Give back, word for word, the lines in the listing below from the one holding "with this change" down to the one holding "- [line 1055] use", both ends included.

= = = = = = =

PR #13575, opened 2018-12-07
Fix the bug of BidirectionalCell

BeyonderXX:
## Description ##
I did hybridize( ) and pass "valid_length" to the unroll( ) function of BidirectionalCell, then returned AssertionError in line 79. Because symbol.split( ) return a symbol but not a symbol list. Result in the length of inputs is not equal to parameter "length"  when call unroll( )  to compute r_outputs and r_states. Symbol support for converting to list through list( ) API, so that use list( ) function insted of _as_list( ).

### Essentials

* [x]  Changes are complete (i.e. I finished coding on this PR)
* [x]  All changes have test coverage:
-  Nightly tests are added for complicated/long-running ones (e.g. changing distributed kvstore)
 * [x]  To the my best knowledge, examples are either not affected by this change, or have been fixed to be compatible with this change

### Changes ###
python/mxnet/gluon/rnn/rnn_cell.py
- [line 1055] [line 1069]add _reverse_sequences( ) to calculate "reversed_inputs" and "reversed_r_outputs" 
- [line 1055] use list( ) instead of _as_list( )

tests/python/unittest/test_gluon_rnn.py
- [line 603] add test_bidirectional_unroll_valid_length( ) to test the unroll( ) of BidirectionalCell when pass 
valid_length to it.

### DIFF
--- a/tests/python/unittest/test_gluon_rnn.py
+++ b/tests/python/unittest/test_gluon_rnn.py
@@ -243,6 +243,34 @@ def test_bidirectional():
     assert outs == [(10, 200), (10, 200), (10, 200)]
 
 
+def test_bidirectional_unroll_valid_length():
+    # Test BidirectionalCell.
+    # In 1.3.1 version, after hybridize( ), BidirectionalCell would failed when pass valid_length to unroll( ).
+    class BiLSTM(gluon.nn.HybridBlock):
+        def __init__(self, rnn_size, time_step, **kwargs):
+            super(BiLSTM, self).__init__(**kwargs)
+            self.time_step = time_step
+            with self.name_scope():
+                self.bi_lstm = gluon.rnn.BidirectionalCell(
+                    gluon.rnn.LSTMCell(rnn_size, prefix='rnn_l0_'),
+                    gluon.rnn.LSTMCell(rnn_size, prefix='rnn_r0_'),
+                    output_prefix='lstm_bi_')
+
+        def hybrid_forward(self, F, inputs, valid_len):
+            outputs, states = self.bi_lstm.unroll(self.time_step, inputs, valid_length=valid_len,
+                                                  layout='TNC', merge_outputs=True)
+            return outputs, states
+
+    rnn_size, time_step = 100, 3
+    net = BiLSTM(rnn_size, time_step)
+    net.initialize()
+    net.hybridize()
+    inputs_data = mx.nd.random.uniform(shape=(3, 10, 50))
+    valid_len = mx.nd.array(range(1, 11))
+    outputs, _ = net(inputs_data, valid_len)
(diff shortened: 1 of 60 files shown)


szha:
@larroy _as_list would return a wrong list as it would wrap the single grouped symbol inside, instead of `length` number of tensors for each time-step, which is what the output should be.

szha:
@BeyonderXX thanks for the fix. Could you add a test with the proper assertions?

BeyonderXX:
> @BeyonderXX thanks for the fix. Could you add a test with the proper assertions?

I‘m glad to. Do you mean add assertion to this code or provide a test case with assertion? If the latter case, is there any sample test?

tests/python/unittest/test_gluon_rnn.py
```diff
@@ -243,6 +243,34 @@ def test_bidirectional():
...
+            self.time_step = time_step
+            with self.name_scope():
+                self.bi_lstm = gluon.rnn.BidirectionalCell(
+                    gluon.rnn.LSTMCell(rnn_size, prefix='rnn_l0_'),
+                    gluon.rnn.LSTMCell(rnn_size, prefix='rnn_r0_'),
+                    output_prefix='lstm_bi_')
+
+        def hybrid_forward(self, F, inputs, valid_len):
+            outputs, states = self.bi_lstm.unroll(self.time_step, inputs, valid_length=valid_len,
+                                                  layout='TNC', merge_outputs='True')
```
szha: I think merge_outputs should be boolean or None

BeyonderXX: Thank you so much!

BeyonderXX:
@szha I just added one test case named "test_bidirectional_unroll_valid_length" to test_gluon_rnn. While jenkins detect another test called "test_layer_bidirectional " which returned error in various plateform while using cpu. Is this OK or raise by my code in BidirectionalCell ? But jenkins checked pass at first version. 
This is error info,
"test_gluon_rnn.test_bidirectional_unroll_valid_length ... ok (0.0268s)

test_gluon_rnn.test_layer_bidirectional ... *** Error in `python3.6': munmap_chunk(): invalid pointer: 0x00007ff25c1f3140 ***
"

BeyonderXX:
@szha I reproduced the issue in windows. Might unroll( ) would raise null pointer when pass valid_length after hybridize( ).

BeyonderXX:
@szha  I figured out the issue, because I passed a wrong parameter to unroll( ) which led to out of bounds. I have fixed the problem and rewrited my code in BidirectionalCell.  So sorry to disturb you abruptly. Thanks!

szha:
@BeyonderXX thanks for the fix!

= = = = = = =

Answer to this task:
 * [x]  To the my best knowledge, examples are either not affected by this change, or have been fixed to be compatible with this change

### Changes ###
python/mxnet/gluon/rnn/rnn_cell.py
- [line 1055] [line 1069]add _reverse_sequences( ) to calculate "reversed_inputs" and "reversed_r_outputs" 
- [line 1055] use list( ) instead of _as_list( )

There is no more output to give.